[[ SUPPLIED RECORDS, beginning ]]

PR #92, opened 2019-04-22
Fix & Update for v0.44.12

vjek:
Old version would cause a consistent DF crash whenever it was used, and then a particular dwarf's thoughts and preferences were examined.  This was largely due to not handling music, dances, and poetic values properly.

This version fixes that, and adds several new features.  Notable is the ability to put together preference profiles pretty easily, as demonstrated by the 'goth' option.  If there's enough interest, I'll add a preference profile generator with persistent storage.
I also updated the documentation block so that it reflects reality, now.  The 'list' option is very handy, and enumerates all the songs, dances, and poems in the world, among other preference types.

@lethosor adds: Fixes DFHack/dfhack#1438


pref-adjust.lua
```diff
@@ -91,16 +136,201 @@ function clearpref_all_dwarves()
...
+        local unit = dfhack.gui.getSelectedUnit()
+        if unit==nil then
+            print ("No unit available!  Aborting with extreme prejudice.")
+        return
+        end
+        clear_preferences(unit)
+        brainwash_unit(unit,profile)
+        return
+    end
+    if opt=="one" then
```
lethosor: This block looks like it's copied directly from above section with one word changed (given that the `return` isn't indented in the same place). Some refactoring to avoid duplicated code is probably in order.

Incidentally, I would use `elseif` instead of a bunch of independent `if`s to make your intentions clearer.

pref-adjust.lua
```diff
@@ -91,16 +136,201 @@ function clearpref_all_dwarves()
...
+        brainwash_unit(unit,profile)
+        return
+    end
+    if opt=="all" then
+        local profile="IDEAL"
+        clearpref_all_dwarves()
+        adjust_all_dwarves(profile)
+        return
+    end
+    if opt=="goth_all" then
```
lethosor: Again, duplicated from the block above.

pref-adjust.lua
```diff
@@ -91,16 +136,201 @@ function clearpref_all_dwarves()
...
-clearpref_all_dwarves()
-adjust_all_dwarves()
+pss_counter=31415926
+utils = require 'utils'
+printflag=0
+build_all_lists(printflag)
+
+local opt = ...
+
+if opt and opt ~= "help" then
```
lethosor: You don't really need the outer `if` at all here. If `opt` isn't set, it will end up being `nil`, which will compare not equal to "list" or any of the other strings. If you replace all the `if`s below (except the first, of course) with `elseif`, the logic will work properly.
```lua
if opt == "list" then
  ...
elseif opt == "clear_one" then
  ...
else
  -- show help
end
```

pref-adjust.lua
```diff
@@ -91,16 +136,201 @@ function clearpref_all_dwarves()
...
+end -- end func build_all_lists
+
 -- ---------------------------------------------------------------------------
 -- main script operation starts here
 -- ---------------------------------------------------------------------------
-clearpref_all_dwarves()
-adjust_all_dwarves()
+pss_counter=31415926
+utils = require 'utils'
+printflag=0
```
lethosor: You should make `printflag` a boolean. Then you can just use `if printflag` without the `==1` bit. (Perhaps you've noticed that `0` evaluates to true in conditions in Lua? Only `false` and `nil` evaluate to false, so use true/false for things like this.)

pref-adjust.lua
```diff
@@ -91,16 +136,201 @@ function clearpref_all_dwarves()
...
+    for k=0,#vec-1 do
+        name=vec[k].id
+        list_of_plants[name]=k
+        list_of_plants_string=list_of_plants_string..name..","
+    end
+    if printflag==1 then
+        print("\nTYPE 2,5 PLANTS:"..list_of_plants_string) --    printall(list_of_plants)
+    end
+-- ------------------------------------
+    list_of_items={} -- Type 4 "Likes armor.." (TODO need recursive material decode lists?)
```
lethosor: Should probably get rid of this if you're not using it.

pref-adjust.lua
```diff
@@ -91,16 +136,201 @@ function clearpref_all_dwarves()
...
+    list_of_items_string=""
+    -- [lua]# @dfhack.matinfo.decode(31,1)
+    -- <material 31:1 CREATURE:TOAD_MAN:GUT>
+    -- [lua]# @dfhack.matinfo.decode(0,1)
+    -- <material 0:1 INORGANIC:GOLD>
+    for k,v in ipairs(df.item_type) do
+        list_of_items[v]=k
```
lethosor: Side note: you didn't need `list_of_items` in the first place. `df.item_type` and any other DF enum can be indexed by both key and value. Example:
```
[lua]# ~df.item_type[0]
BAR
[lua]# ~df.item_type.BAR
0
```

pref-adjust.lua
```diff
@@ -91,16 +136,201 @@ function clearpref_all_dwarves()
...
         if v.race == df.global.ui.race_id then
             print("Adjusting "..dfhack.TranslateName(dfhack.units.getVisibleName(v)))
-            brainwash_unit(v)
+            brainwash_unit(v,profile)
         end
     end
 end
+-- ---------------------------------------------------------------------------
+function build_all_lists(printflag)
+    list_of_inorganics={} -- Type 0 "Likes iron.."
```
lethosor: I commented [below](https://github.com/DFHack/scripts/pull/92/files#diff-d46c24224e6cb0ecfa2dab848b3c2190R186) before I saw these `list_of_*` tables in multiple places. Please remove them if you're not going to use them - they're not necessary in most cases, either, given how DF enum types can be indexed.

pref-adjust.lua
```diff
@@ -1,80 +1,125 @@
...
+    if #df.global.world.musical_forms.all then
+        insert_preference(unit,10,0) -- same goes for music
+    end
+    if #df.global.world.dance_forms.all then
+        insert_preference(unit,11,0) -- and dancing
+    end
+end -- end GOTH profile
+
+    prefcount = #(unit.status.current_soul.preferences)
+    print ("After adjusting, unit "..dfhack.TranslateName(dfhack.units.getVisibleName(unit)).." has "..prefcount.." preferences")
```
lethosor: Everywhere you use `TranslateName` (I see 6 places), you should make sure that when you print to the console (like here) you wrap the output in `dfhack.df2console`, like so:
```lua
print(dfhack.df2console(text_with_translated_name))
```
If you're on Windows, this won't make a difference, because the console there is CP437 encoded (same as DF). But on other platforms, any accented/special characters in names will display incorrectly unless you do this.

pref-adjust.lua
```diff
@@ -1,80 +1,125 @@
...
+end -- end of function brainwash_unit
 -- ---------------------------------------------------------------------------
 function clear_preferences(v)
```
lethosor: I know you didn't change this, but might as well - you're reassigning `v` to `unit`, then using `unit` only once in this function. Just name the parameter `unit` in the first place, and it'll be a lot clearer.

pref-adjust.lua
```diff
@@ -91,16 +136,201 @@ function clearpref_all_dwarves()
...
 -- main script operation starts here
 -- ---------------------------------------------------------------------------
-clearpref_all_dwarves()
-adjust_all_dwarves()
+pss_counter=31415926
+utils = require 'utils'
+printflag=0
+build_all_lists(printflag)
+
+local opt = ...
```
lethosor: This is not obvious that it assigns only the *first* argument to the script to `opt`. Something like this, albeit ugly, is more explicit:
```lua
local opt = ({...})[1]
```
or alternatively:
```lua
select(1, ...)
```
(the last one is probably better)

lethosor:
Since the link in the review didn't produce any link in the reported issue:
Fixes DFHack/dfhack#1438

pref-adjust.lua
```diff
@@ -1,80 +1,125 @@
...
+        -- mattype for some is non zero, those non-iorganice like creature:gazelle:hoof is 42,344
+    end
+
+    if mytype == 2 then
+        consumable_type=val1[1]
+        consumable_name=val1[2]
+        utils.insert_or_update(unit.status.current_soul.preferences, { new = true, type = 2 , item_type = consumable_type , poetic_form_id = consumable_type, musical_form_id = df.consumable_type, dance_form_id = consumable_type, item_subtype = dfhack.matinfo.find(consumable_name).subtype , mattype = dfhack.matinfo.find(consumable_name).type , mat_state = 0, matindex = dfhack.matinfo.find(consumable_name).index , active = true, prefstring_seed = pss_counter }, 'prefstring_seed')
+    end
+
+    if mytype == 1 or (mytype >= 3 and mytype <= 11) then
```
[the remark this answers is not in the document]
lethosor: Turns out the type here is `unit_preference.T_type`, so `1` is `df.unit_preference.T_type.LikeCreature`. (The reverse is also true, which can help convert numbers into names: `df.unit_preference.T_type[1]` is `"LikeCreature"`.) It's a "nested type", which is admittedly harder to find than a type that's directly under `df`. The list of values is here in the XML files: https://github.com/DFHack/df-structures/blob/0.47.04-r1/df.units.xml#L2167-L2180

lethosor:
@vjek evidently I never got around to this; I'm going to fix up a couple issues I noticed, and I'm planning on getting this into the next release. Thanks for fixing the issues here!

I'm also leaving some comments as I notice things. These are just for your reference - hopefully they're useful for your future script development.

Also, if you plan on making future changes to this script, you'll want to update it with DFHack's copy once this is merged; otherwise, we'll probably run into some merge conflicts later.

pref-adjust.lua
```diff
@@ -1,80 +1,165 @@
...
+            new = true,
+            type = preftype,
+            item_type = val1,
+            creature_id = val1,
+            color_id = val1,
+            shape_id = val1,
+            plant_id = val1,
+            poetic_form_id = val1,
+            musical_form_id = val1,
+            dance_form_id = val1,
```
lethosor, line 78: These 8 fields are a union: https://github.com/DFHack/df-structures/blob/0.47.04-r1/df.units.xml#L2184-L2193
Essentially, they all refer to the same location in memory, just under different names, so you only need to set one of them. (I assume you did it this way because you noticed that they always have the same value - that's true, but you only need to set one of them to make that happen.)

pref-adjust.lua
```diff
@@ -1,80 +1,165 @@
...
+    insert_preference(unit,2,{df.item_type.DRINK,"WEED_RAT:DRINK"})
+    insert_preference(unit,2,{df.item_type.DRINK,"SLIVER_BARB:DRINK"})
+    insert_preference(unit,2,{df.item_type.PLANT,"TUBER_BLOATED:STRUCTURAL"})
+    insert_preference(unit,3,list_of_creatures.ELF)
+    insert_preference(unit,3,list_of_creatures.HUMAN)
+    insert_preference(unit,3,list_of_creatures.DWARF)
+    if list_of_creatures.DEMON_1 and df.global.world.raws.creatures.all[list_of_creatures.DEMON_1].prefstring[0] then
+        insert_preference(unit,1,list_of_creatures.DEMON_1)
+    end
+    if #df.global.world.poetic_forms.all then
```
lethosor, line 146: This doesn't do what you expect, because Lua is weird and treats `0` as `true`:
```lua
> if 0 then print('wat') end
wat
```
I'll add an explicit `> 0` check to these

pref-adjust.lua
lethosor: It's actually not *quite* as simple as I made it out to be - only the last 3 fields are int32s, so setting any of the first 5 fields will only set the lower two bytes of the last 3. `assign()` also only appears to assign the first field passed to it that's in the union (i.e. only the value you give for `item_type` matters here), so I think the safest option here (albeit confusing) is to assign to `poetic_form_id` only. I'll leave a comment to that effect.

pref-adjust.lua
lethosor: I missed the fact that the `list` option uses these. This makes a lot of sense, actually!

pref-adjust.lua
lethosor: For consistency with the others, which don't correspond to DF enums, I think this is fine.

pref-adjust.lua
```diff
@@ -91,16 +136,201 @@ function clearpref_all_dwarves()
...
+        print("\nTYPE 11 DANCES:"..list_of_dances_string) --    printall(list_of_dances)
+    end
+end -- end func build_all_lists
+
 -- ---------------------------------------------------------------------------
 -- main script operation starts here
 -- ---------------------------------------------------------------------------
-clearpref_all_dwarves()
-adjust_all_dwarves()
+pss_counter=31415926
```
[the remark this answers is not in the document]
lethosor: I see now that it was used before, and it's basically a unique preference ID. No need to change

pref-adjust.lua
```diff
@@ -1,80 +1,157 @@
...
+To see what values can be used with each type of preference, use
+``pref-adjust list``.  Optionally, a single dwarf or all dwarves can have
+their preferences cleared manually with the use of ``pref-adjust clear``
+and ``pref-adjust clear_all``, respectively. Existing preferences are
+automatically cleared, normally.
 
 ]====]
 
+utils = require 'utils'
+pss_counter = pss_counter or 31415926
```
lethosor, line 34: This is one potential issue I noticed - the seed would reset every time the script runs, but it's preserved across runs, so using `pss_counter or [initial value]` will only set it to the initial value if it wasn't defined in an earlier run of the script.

[[ SUPPLIED RECORDS, end ]]
[[ SUPPLIED RECORDS, beginning ]]

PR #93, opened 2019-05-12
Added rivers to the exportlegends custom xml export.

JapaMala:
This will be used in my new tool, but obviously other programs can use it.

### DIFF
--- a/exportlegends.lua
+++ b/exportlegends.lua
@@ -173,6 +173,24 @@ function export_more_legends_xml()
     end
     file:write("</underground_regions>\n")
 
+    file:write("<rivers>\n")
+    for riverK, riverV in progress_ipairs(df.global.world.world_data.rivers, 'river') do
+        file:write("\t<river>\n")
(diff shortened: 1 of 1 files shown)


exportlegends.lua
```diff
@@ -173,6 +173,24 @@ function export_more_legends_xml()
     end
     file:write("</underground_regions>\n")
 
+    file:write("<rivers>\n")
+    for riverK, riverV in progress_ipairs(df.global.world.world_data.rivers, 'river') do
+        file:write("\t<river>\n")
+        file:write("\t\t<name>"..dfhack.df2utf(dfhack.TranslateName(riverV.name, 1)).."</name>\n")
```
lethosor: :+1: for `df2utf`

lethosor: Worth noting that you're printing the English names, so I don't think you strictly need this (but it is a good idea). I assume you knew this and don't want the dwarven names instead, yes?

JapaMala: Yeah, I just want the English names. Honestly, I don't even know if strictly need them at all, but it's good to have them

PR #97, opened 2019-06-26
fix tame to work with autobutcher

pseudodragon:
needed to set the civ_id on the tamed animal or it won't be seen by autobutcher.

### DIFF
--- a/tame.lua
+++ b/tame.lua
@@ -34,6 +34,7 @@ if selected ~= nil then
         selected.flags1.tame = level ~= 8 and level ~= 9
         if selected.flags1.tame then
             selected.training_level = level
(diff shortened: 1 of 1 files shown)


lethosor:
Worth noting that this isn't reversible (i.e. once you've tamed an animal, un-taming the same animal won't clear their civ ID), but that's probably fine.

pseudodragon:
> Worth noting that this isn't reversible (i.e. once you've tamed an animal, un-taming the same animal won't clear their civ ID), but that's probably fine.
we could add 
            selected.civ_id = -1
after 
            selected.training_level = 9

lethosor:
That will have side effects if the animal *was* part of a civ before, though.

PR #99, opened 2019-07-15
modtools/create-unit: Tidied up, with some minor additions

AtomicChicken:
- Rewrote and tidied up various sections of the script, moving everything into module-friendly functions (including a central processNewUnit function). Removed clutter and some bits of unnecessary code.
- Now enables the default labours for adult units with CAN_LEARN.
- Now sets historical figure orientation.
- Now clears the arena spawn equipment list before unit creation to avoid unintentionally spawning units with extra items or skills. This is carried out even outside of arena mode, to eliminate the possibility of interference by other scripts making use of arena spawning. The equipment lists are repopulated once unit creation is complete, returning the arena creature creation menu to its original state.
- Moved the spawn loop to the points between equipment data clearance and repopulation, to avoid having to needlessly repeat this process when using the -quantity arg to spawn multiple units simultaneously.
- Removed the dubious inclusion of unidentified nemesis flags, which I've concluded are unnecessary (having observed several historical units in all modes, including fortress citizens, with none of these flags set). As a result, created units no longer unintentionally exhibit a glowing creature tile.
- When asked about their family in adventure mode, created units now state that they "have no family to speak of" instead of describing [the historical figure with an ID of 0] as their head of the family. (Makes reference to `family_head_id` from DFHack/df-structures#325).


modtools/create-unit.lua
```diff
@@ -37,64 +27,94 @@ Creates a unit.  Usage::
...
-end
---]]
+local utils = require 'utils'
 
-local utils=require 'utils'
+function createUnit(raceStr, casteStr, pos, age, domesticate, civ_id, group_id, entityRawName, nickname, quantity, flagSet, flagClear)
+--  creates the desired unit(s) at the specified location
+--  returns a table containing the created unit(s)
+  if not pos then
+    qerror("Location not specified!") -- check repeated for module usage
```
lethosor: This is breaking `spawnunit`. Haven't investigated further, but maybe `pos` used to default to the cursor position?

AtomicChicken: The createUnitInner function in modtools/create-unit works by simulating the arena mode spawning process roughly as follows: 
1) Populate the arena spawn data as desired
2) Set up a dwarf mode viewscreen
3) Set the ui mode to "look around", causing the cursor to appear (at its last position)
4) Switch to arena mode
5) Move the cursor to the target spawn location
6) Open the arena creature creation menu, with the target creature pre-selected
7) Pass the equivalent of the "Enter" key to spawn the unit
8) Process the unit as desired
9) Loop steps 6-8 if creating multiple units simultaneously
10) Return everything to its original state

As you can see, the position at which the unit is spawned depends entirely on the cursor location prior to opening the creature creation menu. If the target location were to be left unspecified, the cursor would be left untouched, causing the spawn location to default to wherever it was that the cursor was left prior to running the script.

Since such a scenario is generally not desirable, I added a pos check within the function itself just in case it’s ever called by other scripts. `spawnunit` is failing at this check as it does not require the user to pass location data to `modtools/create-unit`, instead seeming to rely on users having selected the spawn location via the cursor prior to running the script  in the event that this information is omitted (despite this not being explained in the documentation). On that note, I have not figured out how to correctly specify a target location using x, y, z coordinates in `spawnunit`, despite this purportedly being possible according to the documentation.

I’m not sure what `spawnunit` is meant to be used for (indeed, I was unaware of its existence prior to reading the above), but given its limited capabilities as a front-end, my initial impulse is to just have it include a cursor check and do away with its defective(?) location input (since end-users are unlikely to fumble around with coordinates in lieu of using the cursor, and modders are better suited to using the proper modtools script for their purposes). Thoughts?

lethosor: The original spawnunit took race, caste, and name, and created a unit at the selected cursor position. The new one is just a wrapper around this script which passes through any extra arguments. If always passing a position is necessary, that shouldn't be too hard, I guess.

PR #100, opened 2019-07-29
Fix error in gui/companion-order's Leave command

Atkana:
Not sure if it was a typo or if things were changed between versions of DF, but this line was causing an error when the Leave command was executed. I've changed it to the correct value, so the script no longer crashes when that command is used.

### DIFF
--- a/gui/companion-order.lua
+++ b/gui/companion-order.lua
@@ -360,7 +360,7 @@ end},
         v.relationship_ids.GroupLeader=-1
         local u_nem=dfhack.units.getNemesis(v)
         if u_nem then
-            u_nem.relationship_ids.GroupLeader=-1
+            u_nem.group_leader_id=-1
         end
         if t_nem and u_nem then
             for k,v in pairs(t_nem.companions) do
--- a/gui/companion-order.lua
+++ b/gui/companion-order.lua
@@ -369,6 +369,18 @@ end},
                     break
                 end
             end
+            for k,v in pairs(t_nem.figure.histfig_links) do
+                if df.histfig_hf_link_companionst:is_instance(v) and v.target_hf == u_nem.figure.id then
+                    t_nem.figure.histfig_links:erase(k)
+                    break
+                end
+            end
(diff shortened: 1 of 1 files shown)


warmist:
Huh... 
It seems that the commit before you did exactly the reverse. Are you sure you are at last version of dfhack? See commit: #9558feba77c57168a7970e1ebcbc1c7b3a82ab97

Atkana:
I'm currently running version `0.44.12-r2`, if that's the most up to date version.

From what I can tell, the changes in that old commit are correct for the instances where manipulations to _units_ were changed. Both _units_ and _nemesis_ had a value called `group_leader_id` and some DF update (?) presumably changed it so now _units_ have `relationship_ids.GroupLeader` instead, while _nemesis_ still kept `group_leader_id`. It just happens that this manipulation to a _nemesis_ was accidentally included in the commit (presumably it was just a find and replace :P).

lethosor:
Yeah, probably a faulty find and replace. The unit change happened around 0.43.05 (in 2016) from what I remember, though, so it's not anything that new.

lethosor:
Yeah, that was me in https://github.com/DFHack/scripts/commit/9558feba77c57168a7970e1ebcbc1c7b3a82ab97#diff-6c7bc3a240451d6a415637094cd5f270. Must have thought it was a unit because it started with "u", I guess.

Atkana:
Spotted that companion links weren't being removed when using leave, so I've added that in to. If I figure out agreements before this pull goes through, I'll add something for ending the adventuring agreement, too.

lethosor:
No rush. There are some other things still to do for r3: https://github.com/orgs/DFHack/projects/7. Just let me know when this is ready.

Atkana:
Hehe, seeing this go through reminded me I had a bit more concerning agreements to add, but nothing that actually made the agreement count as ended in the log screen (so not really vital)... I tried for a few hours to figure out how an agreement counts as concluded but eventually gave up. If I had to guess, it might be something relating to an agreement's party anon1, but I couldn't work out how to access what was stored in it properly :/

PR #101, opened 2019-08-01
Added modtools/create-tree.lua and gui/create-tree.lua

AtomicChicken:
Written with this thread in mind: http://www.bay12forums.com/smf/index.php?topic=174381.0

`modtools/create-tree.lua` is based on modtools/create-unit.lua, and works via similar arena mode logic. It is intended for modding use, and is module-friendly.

[[ SUPPLIED RECORDS, end ]]

WHAT TO PRODUCE: Please go through the data above and copy each line that has the word "true".

YOUR RESPONSE:
lethosor: You should make `printflag` a boolean. Then you can just use `if printflag` without the `==1` bit. (Perhaps you've noticed that `0` evaluates to true in conditions in Lua? Only `false` and `nil` evaluate to false, so use true/false for things like this.)
+        utils.insert_or_update(unit.status.current_soul.preferences, { new = true, type = 2 , item_type = consumable_type , poetic_form_id = consumable_type, musical_form_id = df.consumable_type, dance_form_id = consumable_type, item_subtype = dfhack.matinfo.find(consumable_name).subtype , mattype = dfhack.matinfo.find(consumable_name).type , mat_state = 0, matindex = dfhack.matinfo.find(consumable_name).index , active = true, prefstring_seed = pss_counter }, 'prefstring_seed')
lethosor: Turns out the type here is `unit_preference.T_type`, so `1` is `df.unit_preference.T_type.LikeCreature`. (The reverse is also true, which can help convert numbers into names: `df.unit_preference.T_type[1]` is `"LikeCreature"`.) It's a "nested type", which is admittedly harder to find than a type that's directly under `df`. The list of values is here in the XML files: https://github.com/DFHack/df-structures/blob/0.47.04-r1/df.units.xml#L2167-L2180
+            new = true,
Essentially, they all refer to the same location in memory, just under different names, so you only need to set one of them. (I assume you did it this way because you noticed that they always have the same value - that's true, but you only need to set one of them to make that happen.)
lethosor, line 146: This doesn't do what you expect, because Lua is weird and treats `0` as `true`:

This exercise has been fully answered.